Rencontre avec Mads Mikkelsen, membre du Jury des Longs Métrages

Mads Mikkelsen - Membre du Jury des Longs Métrages © Vincent Desailly / Getty Images

Il surprend, est rarement là où on l’attend. On le pense adepte d’un cinéma confidentiel, il joue le méchant de Casino Royale (2006). En 2012, il remporte le Prix d’interprétation masculine au Festival de Cannes pour le rôle de l’éducateur injustement accusé de pédophilie dans La Chasse (Jagten) de Thomas Vinterberg. En 2013, il donne vie au Michael Kolhlaas d’Arnaud des Pallières, au XVIe siècle. En 2016, l’acteur danois Mads Mikkelsen porte son habit de gala, celui de Juré des Longs Métrages.

Comment abordez-vous votre rôle en tant que membre du Jury des Longs Métrages ?

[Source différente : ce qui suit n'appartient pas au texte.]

PR #4857, opened 2026-06-16
feat(nurturing): sync plan attribute to Customer.io across user lifecycle

### LINKED ISSUE #6562: Lifecycle messaging cannot tell a paying user from a free one
**Problem**

The marketing automation platform holds no record of what plan a user is on, so lifecycle messaging cannot distinguish a free user from a paying one. Every campaign either addresses everyone identically or relies on a manually maintained segment that drifts out of date the moment a subscription changes.

**Proposed solution**

Sync a plan attribute to the marketing platform at every point in the user lifecycle where it can change: at signup, on user record updates, and on subscription changes arriving from the payment provider. A single shared helper derives the human-readable plan label so all three paths cannot disagree about what a plan is called.

**Alternatives considered**

A periodic reconciliation job. Simpler to reason about, but it leaves the attribute stale between runs — and the moment the attribute matters most is immediately after an upgrade, which is exactly when a periodic job is at its most wrong.

**Additional context**

Small and self-contained: one shared label helper with its own tests, plus three call sites. No schema change.

**Current state**

Open, 7 files, roughly +192/-14 in a single commit. Oldest of the open branches — untouched since early July, so it needs a rebase before review.

**Related**

- PR #4857

---

### Resuming this work

| | |
| --- | --- |
| Branch | `feat/cio-plan-lifecycle-attribute` |
| Worktree | `~/workspace/langwatch/langwatch/.claude/worktrees/lexical-wishing-cupcake` |
| Session | not recoverable |

```bash
cd ~/workspace/langwatch/langwatch/.claude/worktrees/lexical-wishing-cupcake && claude
```

sergioestebance:
## What

Makes the Customer.io `plan` attribute track the user lifecycle: starts `free`, becomes the seat-event plan on upgrade (monthly vs annual), and reverts to `free` on cancellation.

## Why

`CioPersonTraits.plan` / `CioOrgTraits.plan` already existed in the trait contract but were effectively dead: only set once at signup (hardcoded `"free"` on the org group) and **never updated** when an org upgraded or cancelled. The Stripe subscription-sync hook pushed only `has_subscription`, dropping the plan. Result: marketing had no usable plan dimension after day one.

## Changes

- **New mapper** `resolveCioPlanLabel` (`nurturing/planLabel.ts`):
  - `FREE` / none → `free`
  - go-forward Growth **seat-event** plans → raw plan type verbatim (`GROWTH_SEAT_USD_MONTHLY`, `GROWTH_SEAT_EUR_ANNUAL`, …) — keeps currency + interval granularity
  - legacy / grandfathered paid plans (`LAUNCH`/`ACCELERATE`/`GROWTH`/`PRO`/`ENTERPRISE`) → bucketed by billing interval into `seat_event_annual` / `seat_event_monthly` so older cohorts fold into the same nurture tracks
- **subscriptionSync** now accepts `plan` and pushes it to every member's person `identify` **and** the org `group`; reverts to `free` when no non-cancelled subscription remains. Wired at all three webhook call sites (activate / delete / update-cancel).
- **userSync** backfills person + org `plan` on first login (selects `plan` instead of just `id`), so existing users get corrected without a subscription event.
- **signupIdentification** now also sets the person-level `plan` (`free`), via a shared `CIO_FREE_PLAN` constant reused by the org group trait.

## Scope boundary

Invited / SSO-auto-added members get their person `plan` backfilled by `userSync` on first login (seconds later). Those hooks are pure primitive-in, fire-and-forget and DB-free; making them query the org subscription would be a larger change for a momentary gap (they also have a pre-existing `has_subscription` inconsistency, left untouched here).

## Tests

- New `planLabel.unit.test.ts` — full mapping matrix (free / seat-event passthrough / legacy interval bucketing).
- Extended `subscriptionSync.unit.test.ts` — asserts the `plan` trait on person identify, the single org `groupUser` sync, and free-revert on cancel even when a stale plan is passed.
- All green; changed files typecheck clean.

## Release Notes

* **New Features**
  * Improved Customer.io plan tracking by syncing an accurate plan label for newly identified users, updating both member and org traits during subscription changes, and including plan details in webhook-driven nurturing.
* **Chores**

Je suis très honoré car c’est une chose de faire partie de la Compétition, c’en est une autre de faire partie du Jury… Je suis l’une des neuf voix qui vont s’exprimer. Nous tâchons de nous écouter les uns les autres, de dire ce que l’on a à dire et nous passons un très bon moment. Ils sont attachants, drôles et chaleureux.

Nous avons bien sûr des désaccords mais c’est bien : c’est le meilleur Jury ! Et c’est la première fois que je vois tous les films en Compétition. Ça, c’est fantastique.

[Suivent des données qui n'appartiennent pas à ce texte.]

PR #4895, opened 2026-06-17
feat(datasets): chunked-JSONL storage layer + S3 schema columns (ADR-032 rungs 1-2)

sergioestebance:
> **Helm chart changes carved out → langwatch/langwatch#5083.** The deploy-layer plumbing (worker stored-objects PVC mount, worker-replica guard, the PG→S3 backfill Job + `datasetS3Migration` values, storedObjects config, operator NOTES) lives in a dedicated chart PR so the chart ships as its own release artifact and the auto-running backfill Job / its default + race-safety are decided there. This PR is born-on-storage + dual-read, so it merges and runs without those chart changes; self-hosted **local-filesystem** installs need langwatch/langwatch#5083 to release **with-or-before** this app image (the worker PVC mount). The `backfillDatasetContentToS3` task itself remains here as dormant TS (invoked only by the chart's Job or `pnpm run task`).

## For Humans

Today, when you upload a dataset to LangWatch, every row is saved as its own row in our main database (Postgres). Fine for small datasets — but it falls apart for big ones: uploads are capped at 25 MB / 10k rows, and the browser tries to parse the whole file before sending it, which freezes the tab. A customer with multi-GB image datasets simply can't get their data in.

This ADR changes **where the heavy data lives, without changing how anyone uses it**:

- **Big files go straight from your browser to S3** — they never pass through our servers, so file size stops being a bottleneck and the tab no longer chokes.
- **Rows are stored as JSONL files in S3, split into ~100 MB chunks**, instead of millions of database rows. Postgres keeps only the lightweight stuff — the dataset's name, its column types, row/size counts, and a pointer to where the data lives in S3.
- **A background worker turns the upload into those chunks** and flips the dataset's status from *processing* to *ready*. You get a progress bar and a clear status throughout; if a worker ever crashes mid-job, nothing is lost — the dataset stays at *processing* and can be re-run with a retry.
- **Everything that already uses datasets keeps working, unchanged** — experiments, the SDK, the UI all call the same function as before; it just reads from S3 now instead of the database.
- **Existing datasets migrate automatically and safely** — the old copy is never deleted until the new one is confirmed, so nothing can be lost, even during a deploy.

One honest caveat: this work gets the data **in and stored**. Actually *running* an evaluation across a full multi-GB dataset needs a follow-up change (reads are still capped at 5 MB today) — that's the very next piece of work.

---

## What

Adds **ADR-032 — Dataset content moves to S3 as chunked JSONL, with direct upload and an async normalize job** (`dev/docs/adr/032-datasets-s3-jsonl.md`). Docs-only; no code changes. This is the locked decision record that implementation will be built against.

> Numbered **032** because 029–031 are claimed by in-flight PRs langwatch/langwatch#4498 / langwatch/langwatch#4743.

## The decision (one line)

Dataset **content** moves out of Postgres into **S3 as ~100MB JSONL chunks**; heavy files upload **browser→S3 via a presigned upload to a server-owned staging key**; a **standalone GroupQueue job (with a re-drive sweeper)** normalizes them off-thread under a streaming contract; existing datasets are **flip-all-at-once migrated by a hardened, advisory-locked job off the boot path** — all behind the existing `resolveProjectStorageDestination` seam so self-hosted and BYOC keep working.

Postgres keeps **metadata + data types** (`columnTypes`, status, counters) and points at S3. Consumers (Experiments v3, Optimization Studio, REST/SDK, UI) keep calling the **same `getFullDataset()` interface** — this changes how data is *stored*, not how it is *used*.

## Why

- Customers with multi-GB (base64-image) datasets can't onboard — uploads are capped at 25 MB / 10k rows and the modal parses the file in-browser (OOMs the tab).
- The ~2-year-old "datasets in S3" path is dead (unreachable flag) and the wrong shape (single JSON blob, full read-modify-write). We rewrite, reusing only the storage plumbing.
- BullMQ is being removed (#4547), so async work uses the GroupQueue substrate.

## Highlights / red-team hardening (ADR v2)

- **Worker-death recovery is explicit:** GroupQueue only retries on a thrown error, so a re-drive sweeper re-runs datasets stuck in `processing`; normalize is held to a streaming + concurrency=1 + size-cap contract so a heavy job can't OOM the shared worker.
- **Migration is off the `set -e` boot path** (the Helm hook Job ships in langwatch/langwatch#5083), **advisory-locked** per dataset, and uses a **`contentLayout` marker (not a `useS3` overload)** so old pods mid-rolling-deploy keep reading PG. Backfill never deletes PG rows.
- **Presigned upload** uses a **server-owned, scoped, size-capped (POST-policy)** key — no cross-tenant writes.

## Explicitly out of scope (acknowledged)

Dataset **reads** are unchanged here — `getFullDataset` still truncates at 5 MB, so a 2 GB dataset is only partially consumed by a run until the **batched/streaming-reads fast-follow** (the immediate next epic). This PR is upload + storage + migration only.

## Test plan

Docs-only — no tests. Invariants + test anchors for the implementation are defined in the ADR's Invariants table.

## Summary by CodeRabbit

* **New Features**
  * Enabled large dataset storage using chunked JSONL content in object storage, while keeping dataset metadata in the database.
  * Added dataset lifecycle tracking (uploading → processing → ready/failed) so data reads are blocked until ready, with support for large-file direct uploads.
* **Bug Fixes**
  * Improved resilience for interrupted dataset processing by enabling safe retry-based recovery.
* **Documentation**
  * Added an ADR and integration specification describing the new storage architecture and safe, non-destructive migration behavior for existing datasets.

## Deployment Impact
- **Env vars:** none added/changed. Rungs 1–2 are the Prisma schema columns + the chunked-JSONL storage layer; they reuse the existing per-project storage config (`resolveProjectStorageDestination`/`createS3Client`).
- **Helm values:** none in this PR — all chart changes carved to langwatch/langwatch#5083 (must release with-or-before this app image on self-hosted local-FS).
- **Schema migration:** additive, backward-compatible — adds `contentLayout` (default `'postgres'`), `status` (default `'ready'`), and nullable `statusError`/`rowCount`/`sizeBytes`/`chunkCount`/`chunkOffsets`/`stagingKey`/`uploadFilename` to `Dataset`. Existing rows stay valid via defaults; runs through the standard prisma-migrate path.
- **Default `helm install` (no overrides):** unchanged. Existing datasets remain `contentLayout='postgres'`, `status='ready'` and behave exactly as before; no S3 dependency introduced at this rung.
- **BYOC dataplane:** no change — the storage layer uses the existing per-project S3 client; no new dataplane surface (object-key scheme only).


0xdeafcafe (dismissed):

langwatch/src/server/datasets/dataset.service.ts
```diff
@@ -534,6 +631,89 @@ export class DatasetService {
...
+            }
+          });
+        }
+      } else {
+        // No chunkOffsets (legacy/partial migration): the only way to honour the
+        // page window is to read every chunk, then slice — an UNBOUNDED read per
+        // page. Guard on sizeBytes so a large offset-less dataset can't OOM the
+        // pod on a normal list call (offsets-present datasets take the bounded
+        // branch above).
+        assertDatasetReadableInHeap(dataset);
```
Aryansharma28, line 707: **🛑 Blocker — potential heap OOM on paginated list of legacy s3_jsonl datasets**

`assertDatasetReadableInHeap(dataset)` on this line is the *only* gate on the offset-less fallback path, and it inspects `sizeBytes` only. A dataset whose total byte size is comfortably under the cap but whose row count is in the millions (small JSON rows, e.g. 100B each) will still fall into the `readChunks → parseJsonl → records.map → records.slice(windowStart, windowEnd)` flow on lines 697-703, which materializes **every row of every chunk** into JS heap before the page slice. A single `?page=1&limit=50` request can take the worker pod down — and that pod handles every tenant.

The comment on line 685 acknowledges the read is unbounded but the byte guard alone doesn't make it bounded against row count. Either (a) add an explicit `rowCount` cap to `assertDatasetReadableInHeap`, (b) reject the request when both `chunkOffsets == null` and `rowCount > N` and surface a 'recompute offsets' admin action, or (c) backfill offsets eagerly so this branch is unreachable in steady state.

— from /code-review (high effort, recall-biased verify)

langwatch/src/server/datasets/s3-dataset-storage.ts
```diff
@@ -0,0 +1,321 @@
...
+
+  async readChunks({
+    projectId,
+    datasetId,
+    chunkCount,
+  }: {
+    projectId: string;
+    datasetId: string;
+    chunkCount: number;
+  }): Promise<unknown[]> {
```
Aryansharma28, line 137: **🛑 Blocker — `readChunks` materializes the entire dataset into a single in-memory array, contradicting the ADR's streaming contract**

The loop on lines 146-163 pushes every parsed row of every chunk into one `rows: unknown[]` and returns the flat array. There is no streaming, no async iterator, no per-chunk callback. Every consumer (`listRecords` fallback, `copyDataset` at line 1020, `getFullDataset`-style reads) inherits this — a 2 GB dataset (the exact onboarding pain this ADR set out to solve) becomes one 2 GB allocation in the worker.

The PR description explicitly claims: "normalize is held to a **streaming** + concurrency=1 + size-cap contract so a heavy job can't OOM the shared worker" — but the read primitive itself doesn't stream. The size-cap guards on the caller side (`assertDatasetReadableInHeap`) are a partial mitigation that still leaves the OOM path on offset-less reads (see comment on dataset.service.ts:688).

Suggest reshaping into either:
- `async *readChunksIter(...): AsyncIterableIterator<unknown>` so callers can break early / batch
- or, push the consumer logic down (`forEachRow`, `forEachChunk`) so it never crosses the chunk boundary in heap

— from /code-review

langwatch/src/app/api/dataset/[[...route]]/error-handler.ts
```diff
@@ -6,6 +6,39 @@ import { errorSchema } from "../../shared/schemas";
...
+  StagedUploadNotFoundError: { status: 422, code: "UploadNotFound" },
+  StorageNotWritableError: { status: 500, code: "StorageNotWritable" },
+  // A PATCH that changes columnTypes on an s3_jsonl dataset is a client request
+  // error, not a server fault — 400, matching the tRPC layer's BAD_REQUEST.
+  ColumnTypeChangeNotSupportedError: {
+    status: 400,
+    code: "ColumnTypeChangeNotSupported",
+  },
+  // A batch carrying a duplicate caller-supplied row id is a client conflict.
+  DuplicateRecordIdError: { status: 409, code: "DuplicateRecordId" },
```
Comment (Aryansharma28) [inline langwatch/src/app/api/dataset/[[...route]]/error-handler.ts:46]: **🛑 Blocker — `DatasetNotReadyError` is missing from `DOMAIN_ERROR_HTTP`, so it maps to HTTP 500**

A concurrent `POST /:slugOrId/upload` while the dataset is in `status='uploading'` or `'processing'` reaches `uploadToExistingDataset` (dataset.service.ts:1074) → `appendS3JsonlRecords` → `assertReady()` → throws `DatasetNotReadyError`. That error then:
1. Is not caught/translated in the route handler at `app.ts:550` (the surrounding try/catch doesn't map it).
2. Reaches `handleDatasetError` here.
3. Has no entry in this mapping (lines 21-39), so `domain` is `undefined` on line 57, `status` falls back to 500 on line 60.

The tRPC layer treats this as PRECONDITION_FAILED (425). The REST layer returning 500 will (a) trigger generic 'something went wrong' UX, (b) potentially page on-call for a normal user-induced race, and (c) train clients not to retry.

Add: `DatasetNotReadyError: { status: 425, code: "DatasetNotReady" }` (or 409 if you'd rather match other in-flight conflicts).

— from /code-review

langwatch/src/server/datasets/presigned-upload.ts
```diff
@@ -0,0 +1,92 @@
+/**
+ * ADR-032 R3 (v6): pure policy for the heavy browser→storage direct upload.
+ *
+ * Heavy files upload directly to a server-owned staging key; the size cap is
+ * enforced at *finalize* (HEAD the staged object) — no new dependency (the S3
+ * impl uses the already-installed `s3-request-presigner`). A POST-policy that
+ * rejects before bytes land (`createPresignedPost`) is deferred hardening.
```
Aryansharma28, line 7: **🟡 Non-blocker — presigned PUT places no size constraint; cap is enforced only after bytes have landed**

The file header (lines 6-7) acknowledges this as deferred hardening (`createPresignedPost`). It's worth surfacing the operational consequence so it gets prioritized: between presign and `finalizeUpload`'s HEAD check, a client (legitimate or malicious) can PUT up to S3's per-object limit (5 TB) at the bucket owner's expense. Abandoned/un-finalized objects then sit in the staging prefix until lifecycle policy reaps them. For a multi-tenant bucket this is a cost-amplification primitive.

Mitigations to consider before this leaves the 'rungs 1-2' phase:
- Switch to `createPresignedPost` with a `content-length-range` policy (matches the ADR's stated invariant).
- Add a strict bucket lifecycle rule on the staging prefix (e.g. 24h expiry) and document the SLA.
- Cap presign issuance rate per project.

— from /code-review

langwatch/src/server/datasets/dataset-lock.ts
```diff
@@ -0,0 +1,73 @@
...
+    datasetId: string;
+  },
+  fn: (tx: Prisma.TransactionClient) => Promise<T>,
+): Promise<T> =>
+  prisma.$transaction(
+    async (tx) => {
+      // `$executeRaw` (not `$queryRaw`): pg_advisory_xact_lock returns `void`,
+      // which $queryRaw can't deserialize. $executeRaw runs the statement and
+      // ignores the result, acquiring the lock as a side effect.
+      await tx.$executeRaw`SELECT pg_advisory_xact_lock(hashtextextended(${`dataset:${datasetId}`}, 0))`;
```
Aryansharma28, line 66: **🟡 Non-blocker — duplicates the existing `pg_advisory_xact_lock` helper in `modelDefaults.repository.ts#lockScope`**

The file header (lines 9-10) explicitly acknowledges this: "Mirrors the prior art in `modelDefaults.repository.ts#lockScope`." That mirror is the bug magnet — if the hash function, key-format convention, lock-key collision protection (the second `hashtextextended` argument), or transactional-scope semantics ever change, both copies will need to be kept in lockstep, and the next reviewer will have to verify it by hand.

Suggest extracting one helper, e.g. `withAdvisoryLock(prisma, scope: string, fn)`, in a shared location (`server/concurrency/` or similar) that both datasets and modelDefaults call. The lock-key naming convention (`'dataset:<id>'`, `'modelDefaults:<scope>'`) can stay caller-owned.

— from /code-review (Reuse lens)

langwatch/prisma/schema.prisma
```diff
@@ -586,6 +586,23 @@ model Dataset {
...
+  // Server-owned staging key bound to the row at presign time, so finalize
+  // never trusts a client-supplied key (ADR-032 D4 / C1).
+  stagingKey       String?
+  // Original upload filename, captured at presign so the normalize job can
+  // detect the file format (CSV/JSONL/JSON) — the staged object carries no name.
+  uploadFilename   String?
+  rowCount         Int?
+  sizeBytes        BigInt?
+  chunkCount       Int?
+  chunkOffsets     Json?
```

Vous jouez souvent les « bad guys », portez-vous un œil de méchant sur les films de la Sélection ?

J’essaie de rester très neutre, de porter un regard de spectateur et non d’acteur. Je ne lis rien sur les films en amont, je ne sais même pas s’ils sont français, allemands ou coréens. Je m’assois dans la salle et j’essaie d’avoir un œil frais, d’oublier que je suis un professionnel. C’est impossible bien sûr mais j’essaie.

Quel cinéma vous enthousiasme?

J’aime tous les styles de films : traditionnels, anciens, réalistes, … En fait, tant que le réalisateur tient un sujet et que le film transmet des émotions, j’adore.

Avez-vous une autre façon de jouer selon que vous jouez en danois, anglais ou même en russe ou en français ?

J’essaie de ne pas être différent. Je joue un personnage mais il y a toujours une partie de moi dans ce personnage. Et si l’on s’éloigne de ma langue, forcément la partie qui me ressemble se réduit. J’essaie d’insuffler quelque chose d’honnête, de donner de la crédibilité à mon jeu, indépendamment de la langue dans laquelle j’interprète. En fait, c’est plus le genre du film qui va orienter mon jeu.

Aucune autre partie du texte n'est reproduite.